■ Exercise objective ■
Write out the records again exactly. Nothing should be dropped.

- - - -

PR #326, opened 2015-12-09
FormData.prototype.append must be overridden (close #324)

### LINKED ISSUE #324: FormData.prototype.append must be overridden
If we append our file wrapper to ```FormData```, we will lose the file name. And we should not send our hidden input's value along with the file info, because our input may have incorrect value if the input with the file has been removed from DOM.

LavrovArtem:
/cc @churkin @miherlosev


LavrovArtem:
FPR

LavrovArtem:
FPR

churkin:
lgtm

miherlosev:
lgtm

PR #343, opened 2015-12-29
fix urlUtils.getProxyUrl always add the trailing slash (close #342)

### LINKED ISSUE #342: urlUtils.getProxyUrl always add the trailing slash
For example:
urlUtils.getProxyUrl('http://google.com') -> "http://<host>:<port>/<sessionId>/http://google.com/"

Reproduced in IE, Chrome, FF

miherlosev:
/cc @churkin @LavrovArtem

### DIFF
--- a/src/client/utils/destination-location.js
+++ b/src/client/utils/destination-location.js
@@ -1,6 +1,7 @@
 import * as sharedUrlUtils from '../../utils/url';
 import * as domUtils from './dom';
 import { get as getSettings } from '../settings';
+import { endsWith } from '../../utils/string';
 
 const DOCUMENT_URL_RESOLVER = 'hammerhead|document-url-resolver';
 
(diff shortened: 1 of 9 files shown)


src/client/utils/destination-location.js
```diff
@@ -66,7 +67,13 @@ export function resolveUrl (url, doc) {
             return resolveUrl(url, window.parent.document);
     }
 
-    return urlResolver.href;
+    var result           = urlResolver.href;
+    var hasTrailingSlash = endsWith(url, '/');
```
LavrovArtem: may be use
```javascript
url.lastIndexOf('/') === url.length - 1
```

miherlosev:
`endsWith` and `trim` group into `utils/string`.
I use the @LavrovArtem variant for `endsWith` implementation.
It is breaking change.
FPR

churkin:
lgtm

miherlosev:
for `endsWith` use imprlementation from http://stackoverflow.com/questions/280634/endswith-in-javascript
FPR

LavrovArtem:
lgtm

PR #356, opened 2015-08-21
return error when attempting to start container with empty id

daniel-garcia:
When attempting to start a container with "" as the container id, no error is returned. It's not clear that upstream can catch such an error since it is not a valid URL that gets generated.

### DIFF
--- a/container.go
+++ b/container.go
@@ -482,6 +482,9 @@ type HostConfig struct {
 //
 // See http://goo.gl/iM5GYs for more details.
 func (c *Client) StartContainer(id string, hostConfig *HostConfig) error {
+	if id == "" {
+		return &NoSuchContainer{ID: id, Err: fmt.Errorf("empty container id")}
+	}
 	path := "/containers/" + id + "/start"
 	_, status, err := c.do("POST", path, doOptions{data: hostConfig, forceJSON: true})
 	if status == http.StatusNotFound {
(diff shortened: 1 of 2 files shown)


daniel-garcia:
After deeper inspection of the code, there are many calls that suffer from the same problem. Should all of them be addressed in this PR and this the right approach, @fsouza ?

container.go
```diff
@@ -482,6 +482,9 @@ type HostConfig struct {
 //
 // See http://goo.gl/iM5GYs for more details.
 func (c *Client) StartContainer(id string, hostConfig *HostConfig) error {
+	if id == "" {
+		return &NoSuchContainer{ID: id, Err: fmt.Errorf("empty container id")}
```
peter-edge: I think this should be a new error type instead of using NoSuchContainer - NoSuchContainer is used to denote when you actually have an invalid container id, just just had an empty parameter string.

peter-edge:
I'm not sure if we should go down this route or not - I think we either should verify parameters on all functions, or do not verify at all (which is basically the current case).

fsouza:
Hi @daniel-garcia, thanks for contributing! Doesn't the Docker API return no error at all? Or are we not handling it properly?

I prefer to delegate the error handling to the Docker API. If users want to save an API call in case the container ID is empty, they should wrap the client call with an if. But I'm surprised that the current code doesn't return an error on StartContainer when the id is empty.

fsouza:
Just tested locally and it fails because Docker returns a 301, and then a 404, but go-dockerclient doesn't follow redirects.

fsouza:
@daniel-garcia I will close this PR, please feel free to keep the discussion going on, but I don't think we should be validating the contents of the id.

Thanks for contributing!

PR #358, opened 2015-08-26
Add Labels in APIContainers

Soulou:
Available since API 1.18

https://docs.docker.com/reference/api/docker_remote_api_v1.18/#list-containers


fsouza:
Thank you!

PR #367, opened 2015-09-03
Add VolumeDriver parameter, new in Docker 1.8

bboreham:
This is analogous to the `--volume-driver` parameter in the Docker CLI


fsouza:
Thank you!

- - - -

■ Finished task ■
PR #326, opened 2015-12-09
FormData.prototype.append must be overridden (close #324)

### LINKED ISSUE #324: FormData.prototype.append must be overridden
If we append our file wrapper to ```FormData```, we will lose the file name. And we should not send our hidden input's value along with the file info, because our input may have incorrect value if the input with the file has been removed from DOM.

LavrovArtem:
/cc @churkin @miherlosev


LavrovArtem:
FPR

LavrovArtem:
FPR

churkin:
lgtm

miherlosev:
lgtm

PR #343, opened 2015-12-29
fix urlUtils.getProxyUrl always add the trailing slash (close #342)

### LINKED ISSUE #342: urlUtils.getProxyUrl always add the trailing slash
For example:
urlUtils.getProxyUrl('http://google.com') -> "http://<host>:<port>/<sessionId>/http://google.com/"

Reproduced in IE, Chrome, FF

miherlosev:
/cc @churkin @LavrovArtem

### DIFF
--- a/src/client/utils/destination-location.js
+++ b/src/client/utils/destination-location.js
@@ -1,6 +1,7 @@
 import * as sharedUrlUtils from '../../utils/url';
 import * as domUtils from './dom';
 import { get as getSettings } from '../settings';
+import { endsWith } from '../../utils/string';
 
 const DOCUMENT_URL_RESOLVER = 'hammerhead|document-url-resolver';
 
(diff shortened: 1 of 9 files shown)


src/client/utils/destination-location.js
```diff
@@ -66,7 +67,13 @@ export function resolveUrl (url, doc) {
             return resolveUrl(url, window.parent.document);
     }
 
-    return urlResolver.href;
+    var result           = urlResolver.href;
+    var hasTrailingSlash = endsWith(url, '/');
```
LavrovArtem: may be use
```javascript
url.lastIndexOf('/') === url.length - 1
```

miherlosev:
`endsWith` and `trim` group into `utils/string`.
I use the @LavrovArtem variant for `endsWith` implementation.
It is breaking change.
FPR

churkin:
lgtm

miherlosev:
for `endsWith` use imprlementation from http://stackoverflow.com/questions/280634/endswith-in-javascript
FPR

LavrovArtem:
lgtm

PR #356, opened 2015-08-21
return error when attempting to start container with empty id

daniel-garcia:
When attempting to start a container with "" as the container id, no error is returned. It's not clear that upstream can catch such an error since it is not a valid URL that gets generated.

### DIFF
--- a/container.go
+++ b/container.go
@@ -482,6 +482,9 @@ type HostConfig struct {
 //
 // See http://goo.gl/iM5GYs for more details.
 func (c *Client) StartContainer(id string, hostConfig *HostConfig) error {
+	if id == "" {
+		return &NoSuchContainer{ID: id, Err: fmt.Errorf("empty container id")}
+	}
 	path := "/containers/" + id + "/start"
 	_, status, err := c.do("POST", path, doOptions{data: hostConfig, forceJSON: true})
 	if status == http.StatusNotFound {
(diff shortened: 1 of 2 files shown)


daniel-garcia:
After deeper inspection of the code, there are many calls that suffer from the same problem. Should all of them be addressed in this PR and this the right approach, @fsouza ?

container.go
```diff
@@ -482,6 +482,9 @@ type HostConfig struct {
 //
 // See http://goo.gl/iM5GYs for more details.
 func (c *Client) StartContainer(id string, hostConfig *HostConfig) error {
+	if id == "" {
+		return &NoSuchContainer{ID: id, Err: fmt.Errorf("empty container id")}
```
peter-edge: I think this should be a new error type instead of using NoSuchContainer - NoSuchContainer is used to denote when you actually have an invalid container id, just just had an empty parameter string.

peter-edge:
I'm not sure if we should go down this route or not - I think we either should verify parameters on all functions, or do not verify at all (which is basically the current case).

fsouza:
Hi @daniel-garcia, thanks for contributing! Doesn't the Docker API return no error at all? Or are we not handling it properly?

I prefer to delegate the error handling to the Docker API. If users want to save an API call in case the container ID is empty, they should wrap the client call with an if. But I'm surprised that the current code doesn't return an error on StartContainer when the id is empty.

fsouza:
Just tested locally and it fails because Docker returns a 301, and then a 404, but go-dockerclient doesn't follow redirects.

fsouza:
@daniel-garcia I will close this PR, please feel free to keep the discussion going on, but I don't think we should be validating the contents of the id.

Thanks for contributing!

PR #358, opened 2015-08-26
Add Labels in APIContainers

Soulou:
Available since API 1.18

https://docs.docker.com/reference/api/docker_remote_api_v1.18/#list-containers


fsouza:
Thank you!

PR #367, opened 2015-09-03
Add VolumeDriver parameter, new in Docker 1.8

bboreham:
This is analogous to the `--volume-driver` parameter in the Docker CLI


fsouza:
Thank you!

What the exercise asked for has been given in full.